■ RECORDS SUPPLIED

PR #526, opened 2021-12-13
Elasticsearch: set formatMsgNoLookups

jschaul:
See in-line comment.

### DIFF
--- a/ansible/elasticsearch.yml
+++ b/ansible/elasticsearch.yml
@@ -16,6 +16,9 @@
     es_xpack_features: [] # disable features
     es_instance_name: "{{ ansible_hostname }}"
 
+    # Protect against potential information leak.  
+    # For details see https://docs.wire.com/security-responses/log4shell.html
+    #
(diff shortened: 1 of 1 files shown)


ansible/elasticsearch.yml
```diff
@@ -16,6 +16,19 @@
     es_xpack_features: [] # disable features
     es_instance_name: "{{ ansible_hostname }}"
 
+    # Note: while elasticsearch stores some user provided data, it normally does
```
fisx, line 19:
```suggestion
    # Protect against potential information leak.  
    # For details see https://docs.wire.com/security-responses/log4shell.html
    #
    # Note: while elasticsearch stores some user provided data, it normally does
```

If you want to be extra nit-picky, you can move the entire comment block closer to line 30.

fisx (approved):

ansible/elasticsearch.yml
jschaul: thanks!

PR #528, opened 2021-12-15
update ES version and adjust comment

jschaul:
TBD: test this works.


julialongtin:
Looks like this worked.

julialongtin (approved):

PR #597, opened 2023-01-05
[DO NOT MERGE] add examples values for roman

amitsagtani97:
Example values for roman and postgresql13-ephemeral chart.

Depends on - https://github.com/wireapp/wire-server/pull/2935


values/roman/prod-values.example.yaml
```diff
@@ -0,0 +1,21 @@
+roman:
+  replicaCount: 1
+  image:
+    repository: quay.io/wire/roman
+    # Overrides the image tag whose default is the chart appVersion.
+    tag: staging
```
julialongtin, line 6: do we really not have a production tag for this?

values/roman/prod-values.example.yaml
--
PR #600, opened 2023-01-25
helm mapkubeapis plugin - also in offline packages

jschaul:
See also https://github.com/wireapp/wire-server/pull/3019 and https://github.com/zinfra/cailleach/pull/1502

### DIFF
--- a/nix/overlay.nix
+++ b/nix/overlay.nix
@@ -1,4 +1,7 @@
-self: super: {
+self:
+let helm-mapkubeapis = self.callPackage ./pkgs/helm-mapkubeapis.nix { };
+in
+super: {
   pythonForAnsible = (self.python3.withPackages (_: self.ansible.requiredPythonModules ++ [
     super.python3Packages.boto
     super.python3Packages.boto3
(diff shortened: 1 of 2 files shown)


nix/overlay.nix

■ INSTRUCTIONS TO FOLLOW
Among the records above, find the lines where the word "image" appears and copy them.

■ EXERCISE ANSWER
+  image:
+    # Overrides the image tag whose default is the chart appVersion.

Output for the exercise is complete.